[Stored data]
Issue #1906, opened 2022-11-28
Fix link escape in message in imprint form


MizukiTemma:
### Describe the Bug

A message will be shown in the imprint form if the standard language is currently duplicated for the given language and it contains a link to the version which is shown in the app. Thogh the link is not well escaped and the tag is directly shown.

### Steps to Reproduce

1. Go to Imprint in the menu.
2. Click on the tab of a translation for which the default language is duplicated.
3. See the message on the top of the form.

### Expected Behavior

A link is shown.

### Actual Behavior

A tag is shown.

### Additional Information

![not_well_escaped_link](https://user-images.githubusercontent.com/82345046/204389202-d3e95ff6-7d71-4c38-8a36-a386df4a2089.png)

The link target is probably also incorrect. It doesn't make sense that revision 1 is shown while there is no version yet for the language. (See the screen shot. No version has been yet created (and therefore the default language is duplicated) for Easy German but the message says version 1 of Easy German is shown in the app.)

seluianova:
> It doesn't make sense that revision 1 is shown while there is no version yet for the language

So, if there is no version yet, I would guess we don't need this message at all. Do we?

Also, there is no such message for other entities (pages, pois, events).
Why do we have it for imprint only?

seluianova:
> Also, there is no such message for other entities (pages, pois, events).

I just did some digging into the code and found that we have a similar message for pages:

`                    message = _(
                        "Currently, <a>version {}</a> of this page is displayed in the app."
                    ).format(public_translation.version)`

However if I understand it correctly, it is not reachable. Because when the last page translation is DRAFT, all previous are also set to DRAFT.
If this is correct, we should probably also remove this block of code from page view to avoid confusion

timoludwig:
> However if I understand it correctly, it is not reachable. Because when the last page translation is DRAFT, all previous are also set to DRAFT. If this is correct, we should probably also remove this block of code from page view to avoid confusion

There are two exceptions to this rule:
1. When there are autosaves or in-review pages, not the newest version is shown the app, but only the newest public version.
2. When old revisions are restored as draft from the revision slider, only the restored version is a draft and the previous version will be still published.

We still have it on our plate to create a better UI for these kind of workflows, so in theory it should be a bit easier to work on a new state while still delivering the old state in the apps, but I'm not sure whether there is even an open ticket for it.

seluianova:
@timoludwig now I could reproduce it, thank you!

PR #1976, opened 2022-12-16
Fix link escape in message in imprint form

seluianova:
### Short description
Link is displayed as HTML tags in imprint form:
https://user-images.githubusercontent.com/82345046/204389202-d3e95ff6-7d71-4c38-8a36-a386df4a2089.png
Also link itself is incorrect, when there is no public version for the translation (it routes to Revision 1, but this revision is in draft state)

### Proposed changes
- Use format_html function to display link as a link
- Don't show the message, when there is no public version of the translation in the requested language.
I added condition by 'public_translation.id' for that. When it is 'None', it means that fallback translation is used.

### Side effects
Didn't find any

### Resolved issues
Fixes: #1906

### DIFF
--- a/integreat_cms/cms/views/imprint/imprint_form_view.py
+++ b/integreat_cms/cms/views/imprint/imprint_form_view.py
@@ -15,6 +15,7 @@ from ...forms import ImprintTranslationForm
 from ...models import ImprintPageTranslation, ImprintPage
 from ...constants import status
 from ...utils.content_edit_lock import get_locking_user
+from ...utils.translation_utils import gettext_many_lazy as __, translate_link
 
 logger = logging.getLogger(__name__)
 
@@ -92,25 +93,38 @@ class ImprintFormView(TemplateView, MediaContextMixin):
 
         disabled = False
         if imprint:
-            # Show information if latest changes are only saved as draft
+            # Show information if latest changes are only saved as draft, but there is an earlier public version of this translation
             public_translation = imprint.get_public_translation(language.slug)
-            if public_translation and imprint_translation != public_translation:
+            if (
+                public_translation
+                and imprint_translation != public_translation
+                and public_translation.id  # checking that public translation is not a fallback translation
+            ):
+                public_translation_url = reverse(
+                    "imprint_revisions",
+                    kwargs={
+                        "region_slug": region.slug,
+                        "language_slug": language.slug,
+                        "selected_revision": public_translation.version,
+                    },
+                )
+                message = __(
+                    _(
+                        "This is not the most recent public revision of this translation."
+                    ),
+                    _(
+                        "Instead, <a>revision {}</a> is shown in the apps.",
+                    ).format(public_translation.version),
+                )
                 messages.info(
                     request,
-                    _(
-                        "This is <b>not</b> the most recent public revision of this translation. Instead, <a href='%(revision_url)s' class='underline hover:no-underline'>revision %(revision)s</a> is shown in the apps."
-                    )
-                    % {
-                        "revision_url": reverse(
-                            "imprint_revisions",
-                            kwargs={
-                                "region_slug": region.slug,
-                                "language_slug": language.slug,
-                                "selected_revision": public_translation.version,
-                            },
-                        ),
-                        "revision": public_translation.version,
-                    },
+                    translate_link(
+                        message,
+                        attributes={
+                            "href": public_translation_url,
+                            "class": "underline hover:no-underline",
+                        },
+                    ),
                 )
 
         # Make form disabled if user has no permission to manage the imprint
@@ -122,11 +136,6 @@ class ImprintFormView(TemplateView, MediaContextMixin):
 
         imprint_translation_form = ImprintTranslationForm(
             instance=imprint_translation, disabled=disabled
-        )
-
-        # Pass side by side language options
-        side_by_side_language_options = self.get_side_by_side_language_options(
-            region, language, imprint
         )
 
         # If the imprint does not exist yet, create the key manually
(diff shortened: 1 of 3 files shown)


integreat_cms/cms/views/imprint/imprint_form_view.py
```diff
@@ -92,25 +93,34 @@ def get(self, request, *args, **kwargs):
...
         if imprint:
-            # Show information if latest changes are only saved as draft
+            # Show information if latest changes are only saved as draft, but there is an earlier public version of this translation
             public_translation = imprint.get_public_translation(language.slug)
-            if public_translation and imprint_translation != public_translation:
+            if (
+                public_translation
+                and imprint_translation != public_translation
+                and public_translation.id
+            ):
```
timoludwig, line 102:
```suggestion
            if public_translation and imprint_translation != public_translation:
```
Hmm, I don't really understand this change. `get_public_translation()` either returns `None`, or a translation object. If it returns a translation object, `id` will definitely be set, so I think in this context, the conditions `if public_translation` and `if public_translation.id` are equivalent... or am I missing something here?

integreat_cms/cms/views/imprint/imprint_form_view.py
```diff
@@ -92,25 +93,34 @@ def get(self, request, *args, **kwargs):
...
-                            "imprint_revisions",
-                            kwargs={
-                                "region_slug": region.slug,
-                                "language_slug": language.slug,
-                                "selected_revision": public_translation.version,
-                            },
+                    format_html(
+                        "{} <a href='{}' class='underline hover:no-underline'>{} {}</a> {}",
+                        _(
+                            "This is not the most recent public revision of this translation. Instead,"
```
timoludwig, line 117:
```suggestion
                    translate_link(
                        message,
                        attributes={
                            "href": public_translation_url,
                            "class": "underline hover:no-underline",
                        },
```
The problem with splitting the sentence is that the order of the words might be different in other languages and it makes it harder to grasp the context of the translations.
Instead, I think this would be a good use case for my [translate_link()](https://github.com/digitalfabrik/integreat-cms/blob/45a836a6fb8426d0183a8c760b1895dba930c733/integreat_cms/cms/utils/translation_utils.py#L26-L48) utility I recently implemented.

integreat_cms/cms/views/imprint/imprint_form_view.py
```diff
@@ -92,25 +93,34 @@ def get(self, request, *args, **kwargs):
...
                         ),
-                        "revision": public_translation.version,
-                    },
+                        public_translation_url,
+                        _("revision"),
+                        public_translation.version,
+                        _("is shown in the apps"),
+                    ),
```
timoludwig, line 123:
```suggestion
```

integreat_cms/cms/views/imprint/imprint_form_view.py
```diff
@@ -92,25 +93,34 @@ def get(self, request, *args, **kwargs):
...
+            ):
+                public_translation_url = reverse(
+                    "imprint_revisions",
+                    kwargs={
+                        "region_slug": region.slug,
+                        "language_slug": language.slug,
+                        "selected_revision": public_translation.version,
+                    },
+                )
+
```
timoludwig, line 111:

▸ **Exercise instructions**
I'd like the lines above from the one with "1. When there" up to and including the one with "PR #1976, opened 2022-12-16" copied exactly, with no other lines.

▸ **Task result**
1. When there are autosaves or in-review pages, not the newest version is shown the app, but only the newest public version.
2. When old revisions are restored as draft from the revision slider, only the restored version is a draft and the previous version will be still published.

We still have it on our plate to create a better UI for these kind of workflows, so in theory it should be a bit easier to work on a new state while still delivering the old state in the apps, but I'm not sure whether there is even an open ticket for it.

seluianova:
@timoludwig now I could reproduce it, thank you!

PR #1976, opened 2022-12-16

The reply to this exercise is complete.